__THE INPUT__
┄┄┄┄┄┄┄┄┄┄
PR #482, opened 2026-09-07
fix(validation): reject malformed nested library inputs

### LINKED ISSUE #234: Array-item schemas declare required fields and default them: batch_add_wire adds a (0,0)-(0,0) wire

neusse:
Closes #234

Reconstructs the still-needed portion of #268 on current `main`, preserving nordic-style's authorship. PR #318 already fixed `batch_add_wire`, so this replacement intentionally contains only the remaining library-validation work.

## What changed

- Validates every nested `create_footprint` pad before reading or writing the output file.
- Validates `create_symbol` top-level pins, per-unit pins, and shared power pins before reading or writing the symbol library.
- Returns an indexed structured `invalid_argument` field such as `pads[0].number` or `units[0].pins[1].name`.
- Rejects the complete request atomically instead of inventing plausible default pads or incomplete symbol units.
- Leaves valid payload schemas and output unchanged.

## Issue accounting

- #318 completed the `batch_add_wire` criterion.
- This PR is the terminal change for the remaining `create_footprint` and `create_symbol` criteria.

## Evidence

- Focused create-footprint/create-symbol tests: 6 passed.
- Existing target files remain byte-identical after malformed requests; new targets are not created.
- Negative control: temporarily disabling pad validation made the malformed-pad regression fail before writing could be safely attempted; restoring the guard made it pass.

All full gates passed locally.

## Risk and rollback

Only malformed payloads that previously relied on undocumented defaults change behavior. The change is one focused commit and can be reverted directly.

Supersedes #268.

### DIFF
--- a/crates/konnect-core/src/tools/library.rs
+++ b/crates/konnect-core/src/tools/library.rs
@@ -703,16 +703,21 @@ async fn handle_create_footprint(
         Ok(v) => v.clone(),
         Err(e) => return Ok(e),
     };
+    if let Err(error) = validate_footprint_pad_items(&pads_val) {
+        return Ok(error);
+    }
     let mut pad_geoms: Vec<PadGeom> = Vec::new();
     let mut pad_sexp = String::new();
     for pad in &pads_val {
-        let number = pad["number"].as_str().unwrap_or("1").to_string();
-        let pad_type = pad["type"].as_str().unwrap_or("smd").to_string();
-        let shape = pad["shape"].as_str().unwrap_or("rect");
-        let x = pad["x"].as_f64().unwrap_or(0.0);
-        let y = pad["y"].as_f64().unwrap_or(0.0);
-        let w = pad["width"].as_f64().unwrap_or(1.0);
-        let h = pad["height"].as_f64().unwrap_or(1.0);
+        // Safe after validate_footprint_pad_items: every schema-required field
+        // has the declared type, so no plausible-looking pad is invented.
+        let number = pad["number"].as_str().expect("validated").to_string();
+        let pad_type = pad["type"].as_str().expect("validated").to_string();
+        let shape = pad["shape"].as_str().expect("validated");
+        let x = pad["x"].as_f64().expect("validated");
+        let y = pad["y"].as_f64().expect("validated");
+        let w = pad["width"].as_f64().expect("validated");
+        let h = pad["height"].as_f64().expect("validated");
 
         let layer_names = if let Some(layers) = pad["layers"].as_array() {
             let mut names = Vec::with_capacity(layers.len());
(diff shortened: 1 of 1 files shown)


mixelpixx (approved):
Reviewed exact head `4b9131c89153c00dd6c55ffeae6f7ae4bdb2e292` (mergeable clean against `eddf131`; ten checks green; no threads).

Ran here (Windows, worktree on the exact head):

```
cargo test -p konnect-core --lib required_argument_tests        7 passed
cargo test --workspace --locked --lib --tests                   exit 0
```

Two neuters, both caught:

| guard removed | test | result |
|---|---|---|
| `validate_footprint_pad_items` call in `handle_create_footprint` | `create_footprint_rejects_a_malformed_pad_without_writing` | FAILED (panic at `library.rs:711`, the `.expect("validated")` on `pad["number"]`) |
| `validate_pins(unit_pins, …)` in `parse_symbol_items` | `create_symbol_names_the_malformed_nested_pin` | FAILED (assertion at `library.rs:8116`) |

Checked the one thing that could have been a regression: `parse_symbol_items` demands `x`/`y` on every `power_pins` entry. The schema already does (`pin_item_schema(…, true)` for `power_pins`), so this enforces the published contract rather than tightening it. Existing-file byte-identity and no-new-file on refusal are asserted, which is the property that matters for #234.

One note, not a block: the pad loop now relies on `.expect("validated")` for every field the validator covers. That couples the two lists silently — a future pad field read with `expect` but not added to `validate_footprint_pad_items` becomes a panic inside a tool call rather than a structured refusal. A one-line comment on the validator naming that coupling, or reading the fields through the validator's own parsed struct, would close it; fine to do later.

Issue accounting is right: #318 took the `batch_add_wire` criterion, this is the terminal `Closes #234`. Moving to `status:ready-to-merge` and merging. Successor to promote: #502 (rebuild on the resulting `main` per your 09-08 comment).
┄┄┄┄┄┄┄┄┄┄
__WHAT YOU HAVE TO DO__
Copy out the records above without altering anything.

__EXERCISE SOLUTION__
PR #482, opened 2026-09-07
fix(validation): reject malformed nested library inputs

### LINKED ISSUE #234: Array-item schemas declare required fields and default them: batch_add_wire adds a (0,0)-(0,0) wire

neusse:
Closes #234

Reconstructs the still-needed portion of #268 on current `main`, preserving nordic-style's authorship. PR #318 already fixed `batch_add_wire`, so this replacement intentionally contains only the remaining library-validation work.

## What changed

- Validates every nested `create_footprint` pad before reading or writing the output file.
- Validates `create_symbol` top-level pins, per-unit pins, and shared power pins before reading or writing the symbol library.
- Returns an indexed structured `invalid_argument` field such as `pads[0].number` or `units[0].pins[1].name`.
- Rejects the complete request atomically instead of inventing plausible default pads or incomplete symbol units.
- Leaves valid payload schemas and output unchanged.

## Issue accounting

- #318 completed the `batch_add_wire` criterion.
- This PR is the terminal change for the remaining `create_footprint` and `create_symbol` criteria.

## Evidence

- Focused create-footprint/create-symbol tests: 6 passed.
- Existing target files remain byte-identical after malformed requests; new targets are not created.
- Negative control: temporarily disabling pad validation made the malformed-pad regression fail before writing could be safely attempted; restoring the guard made it pass.

All full gates passed locally.

## Risk and rollback

Only malformed payloads that previously relied on undocumented defaults change behavior. The change is one focused commit and can be reverted directly.

Supersedes #268.

### DIFF
--- a/crates/konnect-core/src/tools/library.rs
+++ b/crates/konnect-core/src/tools/library.rs
@@ -703,16 +703,21 @@ async fn handle_create_footprint(
         Ok(v) => v.clone(),
         Err(e) => return Ok(e),
     };
+    if let Err(error) = validate_footprint_pad_items(&pads_val) {
+        return Ok(error);
+    }
     let mut pad_geoms: Vec<PadGeom> = Vec::new();
     let mut pad_sexp = String::new();
     for pad in &pads_val {
-        let number = pad["number"].as_str().unwrap_or("1").to_string();
-        let pad_type = pad["type"].as_str().unwrap_or("smd").to_string();
-        let shape = pad["shape"].as_str().unwrap_or("rect");
-        let x = pad["x"].as_f64().unwrap_or(0.0);
-        let y = pad["y"].as_f64().unwrap_or(0.0);
-        let w = pad["width"].as_f64().unwrap_or(1.0);
-        let h = pad["height"].as_f64().unwrap_or(1.0);
+        // Safe after validate_footprint_pad_items: every schema-required field
+        // has the declared type, so no plausible-looking pad is invented.
+        let number = pad["number"].as_str().expect("validated").to_string();
+        let pad_type = pad["type"].as_str().expect("validated").to_string();
+        let shape = pad["shape"].as_str().expect("validated");
+        let x = pad["x"].as_f64().expect("validated");
+        let y = pad["y"].as_f64().expect("validated");
+        let w = pad["width"].as_f64().expect("validated");
+        let h = pad["height"].as_f64().expect("validated");
 
         let layer_names = if let Some(layers) = pad["layers"].as_array() {
             let mut names = Vec::with_capacity(layers.len());
(diff shortened: 1 of 1 files shown)


mixelpixx (approved):
Reviewed exact head `4b9131c89153c00dd6c55ffeae6f7ae4bdb2e292` (mergeable clean against `eddf131`; ten checks green; no threads).

Ran here (Windows, worktree on the exact head):

```
cargo test -p konnect-core --lib required_argument_tests        7 passed
cargo test --workspace --locked --lib --tests                   exit 0
```

Two neuters, both caught:

| guard removed | test | result |
|---|---|---|
| `validate_footprint_pad_items` call in `handle_create_footprint` | `create_footprint_rejects_a_malformed_pad_without_writing` | FAILED (panic at `library.rs:711`, the `.expect("validated")` on `pad["number"]`) |
| `validate_pins(unit_pins, …)` in `parse_symbol_items` | `create_symbol_names_the_malformed_nested_pin` | FAILED (assertion at `library.rs:8116`) |

Checked the one thing that could have been a regression: `parse_symbol_items` demands `x`/`y` on every `power_pins` entry. The schema already does (`pin_item_schema(…, true)` for `power_pins`), so this enforces the published contract rather than tightening it. Existing-file byte-identity and no-new-file on refusal are asserted, which is the property that matters for #234.

One note, not a block: the pad loop now relies on `.expect("validated")` for every field the validator covers. That couples the two lists silently — a future pad field read with `expect` but not added to `validate_footprint_pad_items` becomes a panic inside a tool call rather than a structured refusal. A one-line comment on the validator naming that coupling, or reading the fields through the validator's own parsed struct, would close it; fine to do later.

Issue accounting is right: #318 took the `batch_add_wire` criterion, this is the terminal `Closes #234`. Moving to `status:ready-to-merge` and merging. Successor to promote: #502 (rebuild on the resulting `main` per your 09-08 comment).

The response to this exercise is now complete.